The euro has been able to remain one of the world’s leading currencies since its introduction in 1999 primarily because of the execution of the European Union’s strategies to perfection. Add to the mix the euro’s mark of dedication to high quality of service and the formula for success is at hand.


However, I am not totally convinced that the strategies that the European Union implements currently would be as effective as before. For one, consolidation and globalization are taking place across most countries and their currencies, and the euro is not excluded. The European Union has implemented various strategies to fully adapt for the need of the euro to become competitive globally.

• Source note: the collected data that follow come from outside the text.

PR #447, opened 2022-11-03
Add Destination field to NFTokenCreateOffer if exists

shawnxie999:
### Context of Change
Its useful to show the Destination on sell offer if it is in raw data

### Type of Change

- [ ] Documentation Updates
- [ ] Release

### TypeScript/Hooks Update

## Before / After
Before 
image

After
image


ckniffen (approved):
Killer

mvadari (approved):

ledhed2222:
What about buy offer?

ckniffen:
> What about buy offer?

This should work on both but worth looking into.

shawnxie999:
> What about buy offer?

Just curious how does it apply to buy offer? I thought it only makes sense for a sell offer where the seller only wants a specific account to buy the nft only

ledhed2222:
That was previously true, but a robust use of brokered mode requires use of
destination on both buy and sell offers where the destination in both cases
is the broker. Otherwise the seller can select whichever buy offer they
want and stiff the broker out of any fees.

PR #448, opened 2022-11-04
Clean rows for token-table

shawnxie999:
### Context of Change
Cleaning up duplicate code for .token-table rows

### Type of Change

- [ ] Documentation Updates
- [ ] Release

### TypeScript/Hooks Update


src/containers/shared/components/TokenTableRow.tsx
```diff
@@ -0,0 +1,21 @@
...
+
+export const TokenTableRow = (props: TokenTableRowProps) => {
+  const { shouldDisplay = true, label, value } = props
+  return (
+    <>
+      {shouldDisplay && (
+        <tr className="row">
+          <td className="col1">{label}</td>
+          <td className="col2">{value}</td>
+        </tr>
```
mvadari, line 17: I think this is the same as `SimpleRow` for transactions. Perhaps those should be merged into something that's just `Row` or `TableRow` or something.

shawnxie999: Not sure, the token-table  is using `<table>` tag, I assume  refactoring the entire token table would be need if we want to use the SimpleRow

mvadari: Oh, good point - nvm

src/containers/shared/components/TokenTableRow.tsx
```diff
@@ -0,0 +1,21 @@
...
+  shouldDisplay?: boolean
+  label: string
+  value: any
+}
+
+export const TokenTableRow = (props: TokenTableRowProps) => {
+  const { shouldDisplay = true, label, value } = props
+  return (
+    <>
+      {shouldDisplay && (
```
mvadari, line 13: Why not just make this
```suggestion
      {value && (
```

shawnxie999: Yeah good point, I thought some of these conditions were independent of the value but there wasnt. Will change it

shawnxie999: oh the `is_burned` field is a boolean, but I cant print that in, so I had to pass in a  string

ckniffen (approved):

mvadari (approved):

 I suggest that the European Union should implement a more sober approach to maintain consumer loyalty with their member nations. There is nothing wrong with building new loyalties with the other global consumers. But there are instances, for example, in the Netherlands, where the local market is often neglected. As a result, local consumers will tend to develop a bad impression about the European Union and its roles. While it is good to make moves to strengthen the euro, it is even better to keep and maintain the older and more established markets within the member nations. This way, the European Union will remain unscathed amidst the advent of consolidation and globalization.


CONCLUSION


The results of the analysis carried out on the introduction of the euro indicated very significant effects, even amidst the threats of unrest. Therefore, we could conclude that the value of the euro could still be expected to increase faster than average.


The review of the euro’s capabilities and objectives revealed very little inconsistencies regarding the European Union’s strategies in strengthening it. This is coherent with its traditional inside-out approach. However, the need to reconcile both the inside-out and outside-in approaches becomes imperative now for the member nations of the European Union.


The analysis of the euro’s impacts on the US dollar revealed certain gaps, most of which are biased towards the US environment. However, these gaps paved the way towards determining a number of recommended strategic options to secure the competitiveness of both currencies.


Also, the European Union has to find a balance between adherence to internal forces within their member nations and to the changing forces of the environment in order to implement such strategic options.